In fact, the paranormal parasites uses magic just by thinking.


> They possess psychic ability; able to produce magic just by thinking it but their lack of imagination makes their attacks very simplistic.


And again, i fail to see how that is relevant since it is still just super dense air.
He'd probably just see it as super dense air in his elemental sight.


----------



## Demonspeed (Jun 14, 2014)

Tatsuya should not be able to survive an attack if his brain is destroyed, soulfuckery is also possible since Regrowth triggers when his combat ability drops but it must be able to disable him instantly. He should be able to destroy and counter Kazuma's winds though.

Even though modern magic is mainstream and works by event modification, generic powers like pyrokinesis, psychokinesis exist. They are just not common, magics can also directly interfere with the body. He doesn't need to understand the magic but to see it, he confirms his target first with ES which is constantly active albeit less powerful than when he enters in Link space then decomposes or counter it, it just needs to have a form.  In vol 11 he was even able to decompose a light beam but it would have destroyed half of his body. 

With one shot of Decomposition on the Loop Cast system, his Decomposition can destroy 3 times simultaneously with no time lag. Only one protection is not enough. He has also access to soulfuckery with Far Strike.


----------



## ZenithXAbyss (Jun 14, 2014)

> *Regrowth triggers when his combat ability drops*


Actually, it triggers when an abnormality/injury occurs.
Drop of Combat ability is just a byproduct of it.


----------



## Demonspeed (Jun 14, 2014)

ZenithXAbyss said:


> Actually, it triggers when an abnormality/injury occurs.
> Drop of Combat ability is just a byproduct of it.



As long as this abnormality doesn't reduce his combat ability it won't trigger.


*Spoiler*: __ 



His physical eye was watching the screen while his mental eye was glued on the information dimension.

His work continued for roughly an hour.

Suddenly, he felt an uncomfortable feeling within his body.

Drowsiness suddenly sneaked up on him.

(Did I overdo it......)

Wishing to take a break outside, Tatsuya moved to get up, but—

His limbs were heavy.

Like his body hadn't woken up yet.

Highly trained individuals could use their will to control the physical body's desire for sleep.

Pulling several all-nighters in a row was another story, but he didn't recall that he led such an unprincipled lifestyle.

A danger signal flashed across his brain.

His physical body plainly was behaving abnormally.


[Physical functioning dropping abnormally]


Sleepiness itself is not something that poses an obstruction to combat ability.

However, when unable to awaken based on one's own consciousness, then this drowsiness became an impairment to combat ability.


[Personal Restoration: Semi-Automatic Activation]


His Personal Restoration ability recognized the necessity.


[Magic Sequence: Loaded]

[Core/Eidos Data: Retrieving from Backup]


Begin activation.


[Restoration: Commence...... Complete]


In an instant, his body returned to "a state before drowsiness came upon him".

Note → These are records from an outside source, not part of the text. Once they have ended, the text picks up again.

PR #87, opened 2020-11-09
Zen 385 remove deps

lancetipton:
**Ticket**:
* [ZEN-384](https://jira.simpleviewtools.com/browse/ZEN-384)
* [ZEN-385](https://jira.simpleviewtools.com/browse/ZEN-385)

> **IMPORTANT**
> This PR should be tested alongside these PRs
> [Keg-Hub](https://github.com/simpleviewinc/keg-hub/pull/69)
> [Keg-Consumer](https://github.com/simpleviewinc/keg-test-consumer/pull/6)

## Context
* Currently, component prop-types are being included in the production bundle
* They don't need to be since they aren't going to be used in production

## Goal

* Clean up the keg-components exports
* Remove prop-types from the keg-components export

## Updates

* `apps/Sessions.js`
  * Updated container imported by the Session App
* `configs/rollup.config.js`
  * Updated svg import to be `react-native-web`
* `configs/rollup.config.js`
  * Added `docker:build` script in package.json
  * This will build the `keg-sessions.js` export within the docker container
* `scripts/dockerBuild.sh`
  * Script to build the `keg-sessions.js` export within the docker container
* `src/assets/icons/evf/*`
  * Updated all icons to use the `SvgIcon` component from `keg-components`
 * `src/components/button/bookingButton.js`
  * Fixed some circular imports

## Testing

**Test 1**
* Run the docker package => `keg evf pack run docker pull docker.pkg.github.com/simpleviewinc/keg-packages/tap:zen-385-remove-deps`
  * Navigate to http://evf-zen-385-remove-deps.local.kegdev.xyz/
  * Ensure the tap loads as expected

**Test 2**
* Pull the PR for the keg-hub updates
  * `keg && keg pr 69`
* Pull this PR for the tap, and run it
  * `keg evf && keg pr 87 && keg evf start --build --sync components:build`
    * We add the `--build` to ensure the babel plugin gets installed
    * We add the `--sync` to create a sync with the keg-components changes from the other PR
       * This ensure we can test the keg-components in the tap, without the `propTypes` in the keg-components build
* Once the container is running, navigate to http://evf-zen-385-remove-deps.local.kegdev.xyz/
  * Ensure the tap runs as expected

**Test 3**
* With the evf container running, in a new tap run the command `keg evf && yarn docker:build`
* This should create a build of the `keg-sessions` component and copy it from the docker container to you host machine
  * **Important** - The terser plugin makes it difficult to see changes to the build
    * For testing, you should comment it out in the taps rollup config, so you can read the output
 * With in the `keg-sessions` build, check that the keg-components propTypes are not included in the build
  * **IMPORTANT** - The components of the `events-force` tap will still have their `propTypes` only the keg-components propTypes will be removed 
* Also check that the following libraries do not exist
  * `axios`
  * `ace`
  * `react-native`
  * `react-native-svg`

**Test 4**
* Run the keg-consumer docker package => `keg consumer pack run docker.pkg.github.com/simpleviewinc/keg-packages/keg-test-consumer:zen-385-remove-deps`
> **IMPORTANT** - The URL does not match the branch name. I built the image then changed the branch name to match the other PRs. 
* Navigate to http://consumer-reducer-sessions-bundle-size.local.kegdev.xyz/
  * Ensure the app runs as expected
  * Ensure no errors show up

**Test 5**
* Attach to the consumer docker container
  * `keg d att package-keg-test-consumer-zen-385-remove-deps`
* Navigate to the keg-sessions node_module
  * `cd /keg/app/node_modules/@keg-hub/tap-evf-sessions`
* Print out the `keg-sessions.esm.js` file
  * Compare that file to the build file from **Test 3**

But the primary problem still hadn't been addressed.

The only thing that he had consumed since leaving the house for the lab was the coffee from the cafe and the cup Pixie prepared for him. Neither of the two items contained hazardous materials. That was because he already used his "eye" to verify this before partaking in them. Thus, the only direction where chemicals could come from was—

(Gas!)

The circulation system must have been tampered with. 




Mind control should affect him depending on how it works then.


----------



## ZenithXAbyss (Jun 14, 2014)

Demonspeed said:


> As long as this abnormality doesn't reduce his combat ability it won't trigger.
> 
> 
> *Spoiler*: __
> ...


When you're being soulfucked, your combat ability is technically zero.
Also, i assume that he must be pretty resistant against mind control considering that the yotsuba specializes on mind fuckery.
Plus, he must have trained against it in his hellish training.
Or at least, was trained against to.


----------



## TehChron (Jun 14, 2014)

ZenithXAbyss said:


> No, it is restoration.
> Main difference in the two, is that the reality of damage is erased.
> Blood stains on your cloth won't fucking disappear because you regenerated a leg.


 Not for some forms of regeneration, for others it does.

Dead Apostles in Nasuverse, for example, do something very similar with their Time Reversal based regen. So it's still regeneration.




> Yes, and unless equivalence is a thing, then wind, shit and people in kns would also be composed of it.



Quit being fucking stupid.



> Unless obviously my time here in the obd is a lie, and people without something that can be equated to chakra for example can't be genjutsu'd and the like.
> E.g. People like fucking luffy.





> Claiming that "equivalence" covers it simply shows how the term quite literally goes over your head.
> 
> Equivalence matters in the sense of "lolmagic resistance" and the ability to recognize "magic" in general.
> 
> Highly specific shit like Decomposition? Doesn't qualify for it.



Sorry to tell you this, chuckles, but I guess you really _have_ been living a lie.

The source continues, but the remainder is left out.